Written by Doctor G

Swearing Six Year Old

swear wordsMy almost 6 year old son has ADHD and curses every time he gets angry, frustrated and or doesn’t get his way. Unfortunately, our 3 year old daughter has picked up this horrible habit. What is the best way to deal with this behavior when time outs lead to more cursing and soap in the mouth leads to more cursing. We’ve tried ignoring and the above. This is so disheartening not to mention embarrassing.

Anonymous, in TX

This must lead to some very embarrassing, and sometimes really startling moments!

It seems that you respect the reasons your son often feels angry or frustrated. You are absolutely right that those feelings can’t excuse bad behavior, even if they are clearly the reason for his cursing. His ADHD or any other diagnosis can’t explain away the necessity of expressing himself in a way that other people can tolerate. And he can still learn to be a better example for his little sister.

I’m going to suggest that you ignore for a minute the fact that what he is yelling is swear words. Any screaming and disrespectful speech is probably not OK with you. So the behavior you want to change is disrespectful speech into respectful speech. You don’t need to (and can’t) change the emotions he is expressing. You just want to teach him what ways are OK to express them!

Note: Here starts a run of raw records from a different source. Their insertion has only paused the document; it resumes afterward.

PR #10574, opened 2026-07-25
fix(sidebar): include folder workspaces in Cmd+Shift+Arrow cycling

jeongph:
## Summary

Folder workspaces could never be reached with `Cmd/Ctrl+Shift+↓/↑`, even though they render as sidebar rows and `Cmd/Ctrl+1–9` already navigates to them.

Repro (needs a folder-backed project group — import a parent directory containing several git repos as a group, then add a workspace from the group header's `+`):

```
sidebar (Group by project)     Cmd+Shift+↓ repeatedly
─────────────────────────      ─────────────────────────
1  feature-a   (worktree)  →   visited
2  design      (folder ws)  →  skipped   ← visible, unreachable
3  feature-b   (worktree)  →   visited
```

Cycling ran 1 → 3 → 1 → 3. Pressing `Cmd+2` went to the folder workspace fine, so the two shortcuts disagreed about which rows exist.

### Root cause

`navigateWorktree` built its own all-expanded row layout but passed `[]` for `buildRows`' `folderWorkspaces` argument, so `folder-workspace` rows were never constructed as navigation candidates. The main render path passes `visibleFolderWorkspacesForRows` and therefore does show them. `Cmd/Ctrl+1–9` reads `getRenderedWorktreesInSidebarOrder`, which folds `folder-workspace` rows in — hence the mismatch.

### Fix

- Thread the host-scope-filtered list down as a new `visibleFolderWorkspaces` prop (the viewport's existing `folderWorkspaces` prop is the unfiltered store list, which would let cycling jump to a row the sidebar is hiding).
- Build the navigable IDs with `getRenderedWorktreesInSidebarOrder` — the same ordering helper `Cmd+1–9` uses — instead of filtering to `item` rows and calling `getPreferredWorktreeRows` directly. Both shortcuts now cover the same rows in the same visual order, and pinned-row de-duplication still happens inside that helper.

Reveal/scroll and activation needed no changes: `renderRowContainsWorktree` already matches `folderWorkspaceKey(...)`, and `activateAndRevealWorktree` already routes folder workspace keys to `setActiveFolderWorkspace`.

Scope note: `buildRows` only emits project-group and folder-workspace rows when `groupBy === 'repo'`, so this affects the "Group by project" sidebar mode — the only mode where folder workspaces are visible at all.

## Screenshots

`No visual change` — only which workspace a keyboard shortcut activates.

## Testing

- [x] `pnpm lint`
- [x] `pnpm typecheck`
- [x] `pnpm test`
- [x] `pnpm build`

New component test `WorktreeList.arrow-cycling-folder-workspaces.test.tsx` mounts the real sidebar with a folder-backed project group, dispatches the actual chord, and asserts a full lap visits all three workspaces in both directions plus that cycling steps *off* a folder workspace anchor. Verified it is a real regression guard: reverting just the `folderWorkspaces` argument makes it fail with `expected [ 'wt-b', 'wt-a', 'wt-b', 'wt-a' ] to include 'folder:folder-1'`.

Full suite: `Test Files 9 failed | 3388 passed | 7 skipped`, `Tests 44 failed | 35978 passed | 60 skipped`. None are caused by this change:

- 8 of them are the same pre-existing failures documented in #10555 (`relay/agent-exec-handler`, `browser-pane/markup/use-markup-draw-hint`, three `right-sidebar/*`, and three `sidebar/*` — mostly `window.localStorage.* is not a function` in the shared test env).
- The 9th, `src/main/runtime/multi-client-navigation-isolation.integration.test.ts`, is flaky under load: it fails in the full run (`expected 'host-tab' to be 'client-a-tab'`) and passes 5/5 when run on its own. It exercises main-process client tab routing, which this renderer-only change cannot reach.

Sidebar suite on its own: 181 passed, only the 3 pre-existing sidebar failures.

## AI Review Report

Reviewed with Claude Code (Opus 5) against the checks in CONTRIBUTING:

- **Cross-platform (macOS/Linux/Windows):** no platform-dependent code. The chord still resolves through `keybindingMatchesAction` + `getShortcutPlatform()`; the new test pins the platform to `darwin` so it does not depend on the runner's userAgent.
- **SSH / remote / local:** the new prop is the host-scope-filtered list, so a folder workspace hosted on a host that is currently filtered out of the sidebar stays out of cycling. Using the unfiltered `folderWorkspaces` prop would have introduced exactly that bug; called out here because the two props now look similar at the call site.
- **Folder workspaces vs git worktrees:** this is the change — both are now navigable, ordered by `getRenderedWorktreesInSidebarOrder`. Folder workspace IDs (`folder:<id>`) already share the ID space used by the anchor logic, activation, and reveal.
- **Agent / integration / git-provider neutrality:** nothing provider-specific involved.
- **Performance:** no new subscriptions. `getRenderedWorktreesInSidebarOrder` runs on the same rows that were already being built for this keypress and is O(rows); the previous code did an equivalent filter + de-dup pass.
- **UI quality:** no visual surface touched; STYLEGUIDE does not apply.
- **Behavior change, intended:** cycling now has more stops than before for users with folder workspaces. That is the point of the fix, and it aligns arrow cycling with `Cmd+1–9`.

## Security Audit

No security-relevant surface. Renderer-side state computation over workspace IDs already in the store: no input parsing, command execution, path handling, auth, secrets, IPC, or network calls, and no new dependencies. The threaded list comes from store state that the sidebar already renders.

## Notes

- **Stacked on #10555.** This branch contains that PR's commit as its parent, so until #10555 merges the diff here shows both commits. Once it lands, this PR's diff reduces to the single folder-workspace commit. Reviewing #10555 first is the easier order.
- Follows up the pre-existing inconsistency flagged in #10555's Notes; CodeRabbit raised the same gap on the earlier revision of that PR.

X (Twitter): https://x.com/jeongph_dev

🤖 Generated with Claude Code

### DIFF
--- a/src/renderer/src/components/sidebar/WorktreeList.arrow-cycling-folder-workspaces.test.tsx
+++ b/src/renderer/src/components/sidebar/WorktreeList.arrow-cycling-folder-workspaces.test.tsx
@@ -1,0 +1,383 @@
+// @vitest-environment happy-dom
+
+import { act, type ReactNode } from 'react'
+import { createRoot, type Root } from 'react-dom/client'
+import { afterEach, beforeAll, beforeEach, describe, expect, it, vi } from 'vitest'
+import type {
+  FolderWorkspace,
+  ProjectGroup,
+  Repo,
+  Worktree,
+  WorktreeCardProperty
+} from '../../../../shared/types'
+import { folderWorkspaceKey } from '../../../../shared/workspace-scope'
+
+globalThis.IS_REACT_ACT_ENVIRONMENT = true
+
+const mockStore = vi.hoisted(() => ({
+  state: {} as Record<string, unknown>,
+  activateWorktreeFromSidebar: vi.fn(),
+  activateAndRevealWorktree: vi.fn(),
+  openModal: vi.fn()
+}))
+
+type WorktreeListComponent = React.ComponentType<{
+  scrollOffsetRef: React.RefObject<number>
+  scrollAnchorRef: React.RefObject<unknown>
+}>
+
+let WorktreeList: WorktreeListComponent
+
+vi.mock('@/store', () => {
+  const useAppStore = ((selector: (state: Record<string, unknown>) => unknown) =>
+    selector(mockStore.state)) as ((
+    selector: (state: Record<string, unknown>) => unknown
+  ) => unknown) & {
+    getState: () => Record<string, unknown>
+  }
+  useAppStore.getState = () => mockStore.state
+  return { useAppStore }
+})
+
+// Why: pin the platform so the chord below is deterministic instead of depending on the test env's userAgent.
+vi.mock('@/lib/shortcut-platform', () => ({
+  getShortcutPlatform: () => 'darwin'
+}))
+
+vi.mock('@tanstack/react-virtual', () => ({
+  defaultRangeExtractor: ({ startIndex, endIndex }: { startIndex: number; endIndex: number }) =>
+    Array.from({ length: endIndex - startIndex + 1 }, (_, index) => startIndex + index),
+  measureElement: () => 32,
+  useVirtualizer: ({ count }: { count: number }) => ({
+    elementsCache: new Map(),
+    getTotalSize: () => count * 96,
+    getVirtualItems: () =>
+      Array.from({ length: count }, (_, index) => ({
+        index,
+        key: `row-${index}`,
+        start: index * 96
+      })),
+    measureElement: vi.fn(),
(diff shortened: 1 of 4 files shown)


jeongph:
Folding this into #10555 instead of stacking. Both are plain bug fixes in the same block of `navigateWorktree`, and a stacked pair would have asked maintainers to honor a merge order — not a reasonable thing to expect on an OSS PR. #10555 now carries both commits. (#10513 stays separate on purpose: it is a behavior/policy choice, not a bug fix.)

It’s hard for kids to focus on NOT doing something. It’s much easier to learn what TO do.

You need your son to learn to be angry AND respectful. He can do this.

1. You’ve decided on the behavior you want him to learn.

2. Now decide on the consequences of his using this new behavior (something positive) and continuing his old, poor behavior (something negative). If timeouts are a bad tool for your son, try something different. You might decide that being disrespectful will mean:

  • going home if you’re out (so other people don’t have to hear his disrespect)
  • leaving him alone in the room he is in (so your family doesn’t need to listen to his disrespectful speech)
  • turning your back to him until he is done ranting.
  • cancelling his next fun activity that day.


3. Talk to your son (with your parenting partner if you have one).

  • Explain to him the goal: We need you to learn to be respectful even when you’re angry.
  • Ask him to give examples of respect and disrespect.
  • Let him know what the consequences will be to his disrespectfulness. He may even have some ideas. Kids over the age of 5 can often tell you what the consequences should be if they break a rule, as long as you discuss it when they’re calm.
  • Let him know the consequences if he can stay respectful even when he’s angry.

4. Now the hardest part – stick to it. This will take weeks, maybe months, for him to learn. Be persistent. His disrespect may get worse before it gets better. Keep enforcing your consequences.

And try hard to catch him doing it right. If he gets even a little frustrated but manages to hold on to his temper, notice! Praise that effort and spend some extra time with him.

Lastly, you might consider having the same rules for your daughter. Let her know that those words are disrespectful, and just not OK.  The less of a reaction she gets, the quicker she will probably stop repeating the swear words.


Parents, how have you handled it when your kids speak disrespectfully to you?